▶ **Work request**
Search the records for the string "where" and return each line that has it.

▶ **Data provided**
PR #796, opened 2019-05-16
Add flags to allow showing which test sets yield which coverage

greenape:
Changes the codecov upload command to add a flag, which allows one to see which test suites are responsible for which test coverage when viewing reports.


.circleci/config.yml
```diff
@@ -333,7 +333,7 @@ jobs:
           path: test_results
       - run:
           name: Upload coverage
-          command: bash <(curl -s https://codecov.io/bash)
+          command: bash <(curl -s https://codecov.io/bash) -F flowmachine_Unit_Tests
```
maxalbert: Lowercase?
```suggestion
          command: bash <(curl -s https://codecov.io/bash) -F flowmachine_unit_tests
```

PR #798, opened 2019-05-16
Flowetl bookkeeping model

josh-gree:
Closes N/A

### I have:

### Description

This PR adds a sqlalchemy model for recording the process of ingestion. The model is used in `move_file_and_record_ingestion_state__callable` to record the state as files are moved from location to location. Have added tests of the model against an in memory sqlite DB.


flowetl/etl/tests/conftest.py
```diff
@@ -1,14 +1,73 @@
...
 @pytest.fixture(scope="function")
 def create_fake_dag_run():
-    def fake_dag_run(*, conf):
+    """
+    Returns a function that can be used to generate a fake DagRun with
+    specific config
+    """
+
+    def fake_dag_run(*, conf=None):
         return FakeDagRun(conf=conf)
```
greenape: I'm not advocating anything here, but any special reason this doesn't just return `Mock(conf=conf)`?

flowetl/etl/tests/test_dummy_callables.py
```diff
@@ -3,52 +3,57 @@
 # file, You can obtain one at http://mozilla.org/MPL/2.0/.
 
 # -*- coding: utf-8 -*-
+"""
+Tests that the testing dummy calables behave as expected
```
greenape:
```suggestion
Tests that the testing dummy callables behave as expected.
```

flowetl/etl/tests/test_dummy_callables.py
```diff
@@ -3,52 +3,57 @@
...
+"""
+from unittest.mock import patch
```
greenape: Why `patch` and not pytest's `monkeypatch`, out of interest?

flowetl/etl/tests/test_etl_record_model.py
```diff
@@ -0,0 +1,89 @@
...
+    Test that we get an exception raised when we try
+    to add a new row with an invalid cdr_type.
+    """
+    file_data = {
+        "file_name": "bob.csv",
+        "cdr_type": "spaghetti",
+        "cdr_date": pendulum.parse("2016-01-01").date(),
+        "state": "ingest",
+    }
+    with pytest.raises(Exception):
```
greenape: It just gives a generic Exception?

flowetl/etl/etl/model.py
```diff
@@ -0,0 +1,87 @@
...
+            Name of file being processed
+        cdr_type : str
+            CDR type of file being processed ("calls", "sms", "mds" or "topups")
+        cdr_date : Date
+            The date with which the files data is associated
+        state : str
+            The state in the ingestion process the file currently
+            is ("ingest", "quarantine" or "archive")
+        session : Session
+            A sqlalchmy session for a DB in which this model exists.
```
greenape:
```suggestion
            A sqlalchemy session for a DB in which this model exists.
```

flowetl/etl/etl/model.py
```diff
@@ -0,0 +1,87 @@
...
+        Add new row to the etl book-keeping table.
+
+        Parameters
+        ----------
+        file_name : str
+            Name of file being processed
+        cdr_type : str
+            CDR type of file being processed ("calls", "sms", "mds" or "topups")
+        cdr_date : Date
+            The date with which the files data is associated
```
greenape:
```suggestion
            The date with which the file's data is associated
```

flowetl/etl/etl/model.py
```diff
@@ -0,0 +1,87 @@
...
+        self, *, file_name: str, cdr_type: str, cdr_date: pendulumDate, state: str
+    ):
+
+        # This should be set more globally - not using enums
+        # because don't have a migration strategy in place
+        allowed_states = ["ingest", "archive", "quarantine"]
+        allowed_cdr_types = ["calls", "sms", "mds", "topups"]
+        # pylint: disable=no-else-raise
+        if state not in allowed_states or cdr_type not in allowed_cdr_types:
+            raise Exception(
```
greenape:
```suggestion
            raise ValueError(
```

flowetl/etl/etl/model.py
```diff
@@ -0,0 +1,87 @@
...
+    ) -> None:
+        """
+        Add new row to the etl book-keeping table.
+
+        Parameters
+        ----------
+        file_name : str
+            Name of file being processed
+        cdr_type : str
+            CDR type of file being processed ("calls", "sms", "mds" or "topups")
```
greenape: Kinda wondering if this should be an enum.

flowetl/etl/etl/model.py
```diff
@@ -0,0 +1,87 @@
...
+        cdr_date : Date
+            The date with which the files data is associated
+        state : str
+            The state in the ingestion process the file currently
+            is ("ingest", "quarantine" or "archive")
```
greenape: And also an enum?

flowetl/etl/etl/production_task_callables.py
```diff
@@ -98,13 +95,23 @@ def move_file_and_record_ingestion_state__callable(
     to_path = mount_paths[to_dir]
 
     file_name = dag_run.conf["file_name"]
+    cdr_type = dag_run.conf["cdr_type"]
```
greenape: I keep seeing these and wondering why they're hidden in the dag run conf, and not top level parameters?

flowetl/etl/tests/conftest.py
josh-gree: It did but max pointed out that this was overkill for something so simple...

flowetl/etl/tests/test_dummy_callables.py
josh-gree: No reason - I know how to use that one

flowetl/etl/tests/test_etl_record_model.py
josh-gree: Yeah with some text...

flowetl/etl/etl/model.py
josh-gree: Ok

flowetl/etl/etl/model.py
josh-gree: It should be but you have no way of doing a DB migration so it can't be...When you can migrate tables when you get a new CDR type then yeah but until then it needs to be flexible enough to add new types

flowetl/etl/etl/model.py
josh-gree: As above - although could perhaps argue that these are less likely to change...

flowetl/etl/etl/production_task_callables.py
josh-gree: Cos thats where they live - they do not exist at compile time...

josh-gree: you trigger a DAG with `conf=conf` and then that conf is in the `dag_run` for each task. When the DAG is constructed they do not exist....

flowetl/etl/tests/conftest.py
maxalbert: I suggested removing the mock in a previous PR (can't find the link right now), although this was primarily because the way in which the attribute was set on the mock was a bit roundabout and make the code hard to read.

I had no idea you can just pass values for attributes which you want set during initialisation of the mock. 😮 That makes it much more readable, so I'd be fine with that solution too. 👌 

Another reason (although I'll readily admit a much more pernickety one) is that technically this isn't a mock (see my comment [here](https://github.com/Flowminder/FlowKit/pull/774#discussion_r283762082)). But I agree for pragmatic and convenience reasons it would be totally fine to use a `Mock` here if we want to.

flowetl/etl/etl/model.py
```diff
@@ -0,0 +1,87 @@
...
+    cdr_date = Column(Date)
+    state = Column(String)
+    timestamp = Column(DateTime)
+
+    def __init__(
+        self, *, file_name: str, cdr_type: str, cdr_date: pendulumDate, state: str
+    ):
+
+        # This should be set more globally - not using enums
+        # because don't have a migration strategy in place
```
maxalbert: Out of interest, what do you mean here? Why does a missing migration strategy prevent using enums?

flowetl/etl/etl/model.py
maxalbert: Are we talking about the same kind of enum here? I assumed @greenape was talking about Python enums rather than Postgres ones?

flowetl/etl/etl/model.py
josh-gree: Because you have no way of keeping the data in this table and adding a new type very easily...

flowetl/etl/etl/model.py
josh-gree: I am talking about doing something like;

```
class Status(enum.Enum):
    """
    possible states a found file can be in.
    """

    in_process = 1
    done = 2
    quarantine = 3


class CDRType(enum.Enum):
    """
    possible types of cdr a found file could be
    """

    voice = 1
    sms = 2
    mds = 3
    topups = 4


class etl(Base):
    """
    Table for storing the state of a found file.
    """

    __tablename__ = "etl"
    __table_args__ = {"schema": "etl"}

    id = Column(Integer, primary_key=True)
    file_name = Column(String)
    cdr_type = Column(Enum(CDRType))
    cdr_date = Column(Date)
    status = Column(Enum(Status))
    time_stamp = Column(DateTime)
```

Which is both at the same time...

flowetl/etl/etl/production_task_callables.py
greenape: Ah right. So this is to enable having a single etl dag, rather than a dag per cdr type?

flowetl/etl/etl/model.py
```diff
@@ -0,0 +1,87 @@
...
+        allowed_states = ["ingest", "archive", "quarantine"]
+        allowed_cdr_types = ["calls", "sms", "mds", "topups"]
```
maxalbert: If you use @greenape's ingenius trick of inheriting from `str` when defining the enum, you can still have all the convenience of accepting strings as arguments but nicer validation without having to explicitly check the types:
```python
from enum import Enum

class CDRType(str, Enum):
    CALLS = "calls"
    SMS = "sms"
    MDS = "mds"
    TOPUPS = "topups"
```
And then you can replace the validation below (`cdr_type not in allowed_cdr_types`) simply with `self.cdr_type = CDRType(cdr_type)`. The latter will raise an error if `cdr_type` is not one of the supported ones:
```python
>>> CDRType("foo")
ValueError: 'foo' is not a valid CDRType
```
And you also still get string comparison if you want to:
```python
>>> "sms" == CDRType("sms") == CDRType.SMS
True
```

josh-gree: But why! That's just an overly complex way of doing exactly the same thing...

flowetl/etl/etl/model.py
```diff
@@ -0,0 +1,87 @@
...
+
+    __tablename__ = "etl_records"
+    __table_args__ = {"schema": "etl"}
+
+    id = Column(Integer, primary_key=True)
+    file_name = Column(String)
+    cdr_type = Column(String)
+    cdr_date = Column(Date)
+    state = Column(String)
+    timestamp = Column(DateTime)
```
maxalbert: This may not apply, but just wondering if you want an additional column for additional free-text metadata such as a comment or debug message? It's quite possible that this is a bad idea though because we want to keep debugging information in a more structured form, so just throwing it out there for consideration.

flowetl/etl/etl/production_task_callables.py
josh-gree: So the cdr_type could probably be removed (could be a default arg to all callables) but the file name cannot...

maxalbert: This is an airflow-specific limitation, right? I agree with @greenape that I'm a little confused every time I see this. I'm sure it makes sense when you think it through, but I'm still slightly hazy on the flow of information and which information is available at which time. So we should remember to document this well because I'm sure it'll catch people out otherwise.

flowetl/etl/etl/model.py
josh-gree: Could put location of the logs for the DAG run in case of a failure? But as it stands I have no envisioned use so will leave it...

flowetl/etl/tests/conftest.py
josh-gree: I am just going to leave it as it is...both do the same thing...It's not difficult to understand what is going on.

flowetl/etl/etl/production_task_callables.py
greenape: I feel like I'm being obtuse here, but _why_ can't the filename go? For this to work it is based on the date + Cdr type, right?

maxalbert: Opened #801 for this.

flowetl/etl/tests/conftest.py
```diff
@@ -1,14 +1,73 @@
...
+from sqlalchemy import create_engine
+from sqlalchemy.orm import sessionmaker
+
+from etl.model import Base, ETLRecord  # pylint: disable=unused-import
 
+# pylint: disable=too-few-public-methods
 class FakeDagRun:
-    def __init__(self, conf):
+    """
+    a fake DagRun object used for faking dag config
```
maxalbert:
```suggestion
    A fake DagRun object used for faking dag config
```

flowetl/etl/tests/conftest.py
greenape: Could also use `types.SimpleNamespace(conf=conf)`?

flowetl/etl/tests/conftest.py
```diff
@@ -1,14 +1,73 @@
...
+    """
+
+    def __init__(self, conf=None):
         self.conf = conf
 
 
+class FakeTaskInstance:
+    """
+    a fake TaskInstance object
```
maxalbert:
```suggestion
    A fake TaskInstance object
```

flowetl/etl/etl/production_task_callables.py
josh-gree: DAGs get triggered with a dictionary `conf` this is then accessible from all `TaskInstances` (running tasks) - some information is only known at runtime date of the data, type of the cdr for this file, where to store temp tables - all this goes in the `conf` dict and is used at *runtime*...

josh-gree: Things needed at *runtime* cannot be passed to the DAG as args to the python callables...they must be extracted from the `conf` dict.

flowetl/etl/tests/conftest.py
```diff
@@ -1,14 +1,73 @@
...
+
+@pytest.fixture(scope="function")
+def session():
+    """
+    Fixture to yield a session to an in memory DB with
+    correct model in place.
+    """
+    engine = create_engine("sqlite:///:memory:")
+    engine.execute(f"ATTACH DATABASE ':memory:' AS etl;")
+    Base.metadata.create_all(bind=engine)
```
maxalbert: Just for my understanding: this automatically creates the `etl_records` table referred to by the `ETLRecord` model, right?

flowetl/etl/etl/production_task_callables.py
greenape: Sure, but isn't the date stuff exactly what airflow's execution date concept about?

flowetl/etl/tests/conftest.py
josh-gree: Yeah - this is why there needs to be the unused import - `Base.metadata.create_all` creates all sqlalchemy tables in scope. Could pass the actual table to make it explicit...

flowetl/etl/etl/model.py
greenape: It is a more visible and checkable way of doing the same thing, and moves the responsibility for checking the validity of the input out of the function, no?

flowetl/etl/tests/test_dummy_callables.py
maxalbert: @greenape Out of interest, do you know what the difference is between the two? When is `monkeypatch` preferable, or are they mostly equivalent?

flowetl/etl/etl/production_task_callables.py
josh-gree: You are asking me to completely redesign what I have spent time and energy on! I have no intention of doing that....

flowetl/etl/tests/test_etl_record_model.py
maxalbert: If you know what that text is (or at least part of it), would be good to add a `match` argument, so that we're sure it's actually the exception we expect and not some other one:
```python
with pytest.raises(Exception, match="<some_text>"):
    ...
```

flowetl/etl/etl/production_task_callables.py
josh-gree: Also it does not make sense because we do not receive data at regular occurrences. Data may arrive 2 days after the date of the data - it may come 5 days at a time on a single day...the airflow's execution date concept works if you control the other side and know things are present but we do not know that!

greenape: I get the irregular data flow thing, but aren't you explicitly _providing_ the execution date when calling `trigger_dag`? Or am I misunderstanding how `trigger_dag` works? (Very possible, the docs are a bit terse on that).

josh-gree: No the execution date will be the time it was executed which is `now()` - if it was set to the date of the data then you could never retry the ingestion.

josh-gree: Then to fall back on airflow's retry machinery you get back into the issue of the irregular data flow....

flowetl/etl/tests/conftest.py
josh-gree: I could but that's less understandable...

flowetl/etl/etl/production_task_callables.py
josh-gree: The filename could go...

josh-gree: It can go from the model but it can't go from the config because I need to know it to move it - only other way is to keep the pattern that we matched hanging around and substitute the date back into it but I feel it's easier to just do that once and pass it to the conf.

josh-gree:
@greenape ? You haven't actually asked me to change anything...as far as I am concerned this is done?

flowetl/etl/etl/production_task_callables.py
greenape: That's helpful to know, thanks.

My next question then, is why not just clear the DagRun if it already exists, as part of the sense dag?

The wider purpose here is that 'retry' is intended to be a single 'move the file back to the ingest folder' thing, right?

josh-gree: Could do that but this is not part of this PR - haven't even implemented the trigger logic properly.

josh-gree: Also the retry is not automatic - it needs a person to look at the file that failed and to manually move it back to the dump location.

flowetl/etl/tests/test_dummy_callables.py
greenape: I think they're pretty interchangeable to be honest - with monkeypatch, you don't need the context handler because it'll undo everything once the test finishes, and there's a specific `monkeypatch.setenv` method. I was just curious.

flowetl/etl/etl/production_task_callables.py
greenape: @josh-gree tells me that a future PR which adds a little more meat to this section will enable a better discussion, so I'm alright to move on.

▶ **The completed task**
josh-gree: Cos thats where they live - they do not exist at compile time...
josh-gree: DAGs get triggered with a dictionary `conf` this is then accessible from all `TaskInstances` (running tasks) - some information is only known at runtime date of the data, type of the cdr for this file, where to store temp tables - all this goes in the `conf` dict and is used at *runtime*...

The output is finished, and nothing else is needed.